▶ **Task description**: Working from the entries below, tally each line that holds "runs". Give the tally and nothing else.

———

PR #3646, opened 2022-01-13
Move dependencies from `requirements.txt` to `setup.py :: install_requires`

abelfodil:
#### GitHub

#### PR contents

## Description

Require `setup.py` to install SCT dependencies.

## Ideas (outside the scope of this PR)
- We should not install inference libraries, this side-steps the `-f` issue.
- If a user runs a command requiring inference, we should ask them if we can install inference tools


requirements.txt
```diff
@@ -1,41 +1,2 @@
...
-torch==1.5.0+cpu; sys_platform != "darwin"
-torch==1.5.0; sys_platform == "darwin"
-torchvision==0.6.0+cpu; sys_platform != "darwin"
-torchvision==0.6.0; sys_platform == "darwin"
-xlwt
-tqdm
-transforms3d
-urllib3[secure]
-pytest_console_scripts
-wquantiles
```
abelfodil, line 41: This was converted to `setup.py` using a regex

install_sct
```diff
@@ -637,9 +637,8 @@ fi
 (
   # We use "--ignore-installed" to preserve the version of `certifi` installed into the conda
   # env, which prevents https://github.com/spinalcordtoolbox/spinalcordtoolbox/issues/3609
-  pip install -r "$REQUIREMENTS_FILE" --ignore-installed certifi &&
```
joshuacwnewton, line 640: Keep in mind that SCT is currently using 2 different types of requirements file:

* `requirements.txt`: This is the default one, present on `master`, with flexible requirements.
* `requirements_freeze.txt`: This is a set of frozen dependencies for stable releases. It is generated at time of release to ensure a stable set of requirements.

You can see the logic to parse `requirements_freeze.txt` files here:

https://github.com/spinalcordtoolbox/spinalcordtoolbox/blob/6ca81d72c9e3eef265ba3a0ff63d8297b4372f3d/install_sct#L629-L636

Because of this, the changes in this PR will currently break any future releases we create. 

But, I think this is fixable! I think we could put the `requirements_freeze.txt` logic inside of `setup.py`. Something like "if requirements_freeze.txt is present, read the dependencies from file, otherwise use the default requirements".

abelfodil: Gotcha, I will submit the logic to parse the frozen file inside setup.py tonight. May I ask, how is the frozen file generated? Do you create a venv, install packages and pip freeze?

abelfodil: @joshuacwnewton if the build passes (at least It Works On My Machine™), it's ready for review.

I added support for frozen requirements and improved dependency check.

joshuacwnewton: Thank you! I'll take a look at this first thing tomorrow. :)

spinalcordtoolbox/scripts/sct_check_dependencies.py
```diff
@@ -27,8 +27,10 @@
 
 import requirements
 
+from dependencies import dependencies
```
joshuacwnewton, line 30: One quick comment: I noticed our RTD documentation build is failing for this PR, and the error seems to be:

WARNING: Unexpected return code 1 from command Command(command=('sct_check_dependencies', '-h'), shell=False, hide_standard_error=False, working_directory='/home/docs/checkouts/readthedocs.org/user_builds/spinalcordtoolbox/checkouts/3646/documentation/source') (output='Traceback (most recent call last):\n  File "/home/docs/checkouts/readthedocs.org/user_builds/spinalcordtoolbox/envs/3646/lib/python3.7/site-packages/spinalcordtoolbox/scripts/sct_check_dependencies.py", line 30, in <module>\n    from dependencies import dependencies\nModuleNotFoundError: No module named \'dependencies\'')

Highlighting the line here.

abelfodil: I updated the PR but the CI has been stuck for 18h, is that normal?

joshuacwnewton: Very sorry about this! 

Screenshot from 2022-01-14 12-24-29

This is something that GitHub enforces, and there's no settings in our admin panel to stop it from happening. As soon as your first SCT PR is merged, CI runs will start immediately. :)

.github/workflows/create-release.yml
```diff
@@ -40,10 +40,8 @@ jobs:
       run: |
         source python/etc/profile.d/conda.sh
         conda activate venv_sct
-        pip freeze | grep -v "-e git+" | grep -v "torch" > requirements-freeze.txt
+        pip freeze | grep -v "-e git+" > requirements-freeze.txt
         conda deactivate
-        echo "# Platform-specific torch requirements (See SCT Issue #2745)" >> requirements-freeze.txt
-        grep "torch" requirements.txt >> requirements-freeze.txt
```
joshuacwnewton, line 46: Hrmm... The reason I did the `torch` grepping initially is because our old `requirements.txt` file had some platform-specific branching paths, depending on whether the user is on macOS or Linux:

https://github.com/spinalcordtoolbox/spinalcordtoolbox/blob/129e537b83e445fe96aed8b1971d748d8424c25e/requirements.txt#L32-L35

However, if we just `pip freeze`, then we won't get those platform-specific statements:

```console
(venv_sct) joshua@tadpole:~/repos/spinalcordtoolbox$ pip freeze
absl-py==1.0.0
astor==0.8.1
[...]
torch==1.5.0+cpu
torchvision==0.6.0+cpu
[...]
```

So we would need a way to fetch these platform-specific torch requirements from the `setup.py`. :thinking:

requirements.txt
```diff
@@ -1,41 +1,2 @@
...
-requirements-parser
-scipy
-scikit-image
-scikit-learn
-tensorflow~=1.15.0
-# PyTorch's Linux/Windows distribution is very large due to its GPU support,
-# but we only need that for training models. For users, use the CPU-only version
-# (only available directly from the PyTorch project).
-# The macOS version has never had GPU support, so doesn't need the workaround.
 -f https://download.pytorch.org/whl/cpu/torch_stable.html
```
joshuacwnewton, line 1: Hmm... I wonder if `requirements.txt` is even necessary anymore if its contents are just:

```
-f https://download.pytorch.org/whl/cpu/torch_stable.html
-e .
```

Since we want to encourage use of `install_sct` (for now), it might be better to get rid of this entirely, so people don't try to run `pip install -r requirements.txt` and end up with a broken installation.

spinalcordtoolbox/scripts/sct_check_dependencies.py
```diff
@@ -157,7 +157,7 @@ def add_bash_profile(string):
 
 def get_dependencies(requirements_txt=None):
     if requirements_txt is None:
-        requirements_txt = sct_dir_local_path("requirements.txt")
+        requirements_txt = sct_dir_local_path("generated_requirements.txt")
```
joshuacwnewton, line 160: Oh, of course! Good catch here. I didn't even consider that `sct_check_dependencies` relies on `requirements.txt`. 

This actually seems like it fixes a bug, I think? Right now, when `sct_check_dependencies` is run for stable releases, it's only checking against the flexible requirements. Now, with your new changes, it will check against the stricter frozen requirements, which is what we want!

Thank you for this!

documentation/source/user_section/installation/mac.rst
```diff
@@ -111,13 +111,13 @@ Procedure:
 
    .. code:: sh
 
-      pip install -e .
+      pip install -e . -f https://download.pytorch.org/whl/cpu/torch_stable.html
```
joshuacwnewton, line 114: Oh, huh! I forgot that "Option 3: Install with pip (experimental)" was a part of our docs, to be completely honest.

Part of me suspects that those instructions don't even work? My hunch is that no one has actually tried them in a long time... But that's probably out of scope for this PR for now, aha.

joshuacwnewton (commented):
I really appreciate the work you've done on this PR! Most of the changes look great to me. I just had a few small comments. :tada:

.github/workflows/create-release.yml
abelfodil: I wrongly assumed they weren't needed after we froze packages oops

requirements.txt
abelfodil: Should we include this in another PR (same one that removes `pip` from doc)?

.github/workflows/create-release.yml
abelfodil: Fixed

install_sct
```diff
@@ -625,21 +625,11 @@ python -m pip install -U "pip!=21.2.*"
 
 ## Install the spinalcordtoolbox into the Conda venv
 print info "Installing Python dependencies..."
```
joshuacwnewton, line 627: This log message now looks a little weird, since there is just an empty space:

Screenshot from 2022-01-18 10-26-16

We can probably merge the message into the `Installing spinalcordtoolbox...` message so that we just have 1 message that says:

```
Installing spinalcordtoolbox and its Python dependencies...
```

requirements.txt
joshuacwnewton: I think we could do it in this PR! (And save the documentation update for a separate PR.)

The only other thing we'd have to do, I think, is update `.readthedocs.yml`, which currently relies on the presence of `requirements.txt`:

https://github.com/spinalcordtoolbox/spinalcordtoolbox/blob/e49161416a8e79bc75ce74b55c0ddf5563689327/.readthedocs.yml#L13-L20

I think it's just as simple as going:

```diff
-    - requirements: requirements.txt
```

Since ReadTheDocs already runs `pip install .[docs]` during docs builds (which will install SCT, its dependencies, and the docs `extra_requirements`):

Screenshot from 2022-01-18 10-38-06

setup.py
```diff
@@ -13,6 +13,70 @@
...
+    'urllib3[secure]',
+    'pytest_console_scripts',
+    'wquantiles',
+]
+
+frozen_dependencies = get_dependencies(path.join(here, 'requirements-freeze.txt'))
+
+dependencies = frozen_dependencies or DEFAULT_REQUIREMENTS
+
+with open(path.join(here, "generated_requirements.txt"), 'wt') as f:
```
joshuacwnewton, line 76: This is just a nitpick, but what do you think of the name `installed_requirements.txt` instead?

The reason I suggest this is because SCT also generates an install log that gets created by `install_sct`. So, if we choose a similar name, then it might be easier to understand what the file is:

Screenshot from 2022-01-18 10-47-36

vs.

Screenshot from 2022-01-18 10-49-59

joshuacwnewton:
Small note: I just realized that this PR is accomplishing the exact same thing as @kousu's old PR https://github.com/spinalcordtoolbox/spinalcordtoolbox/pull/2846.

Since this PR is more active (and much more up to date), I'm going to close https://github.com/spinalcordtoolbox/spinalcordtoolbox/pull/2846 and we can continue to focus on this PR.

setup.py
abelfodil: Yup makes sense

requirements.txt
abelfodil: Ok I tried removing it, but it fails to install torch+cpu for the doc. I couldn't find an argument to include the torch repo unfortunately :(

joshuacwnewton: > Ok I tried removing it, but it fails to install torch+cpu for the doc.

_(Linking the build for posterity: https://readthedocs.org/projects/spinalcordtoolbox/builds/15808655/)_

joshuacwnewton: Ahh of course, since we can't use `-f` inside `setup.py`, and we're relying on external commands (e.g. `-f` in `install_sct`) to make that work.

joshuacwnewton: Perhaps we could open an upstream issue in ReadTheDocs to ask if there's any way they support `-find-links` option for `setup.py`? But, for now, I think we can save this for a follow-up PR, and not delay this PR too much.

joshuacwnewton (approved):
Thank you for this!! And thank you for the quick responses to feedback. LGTM! :heart:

———

▶ **Response below**: 3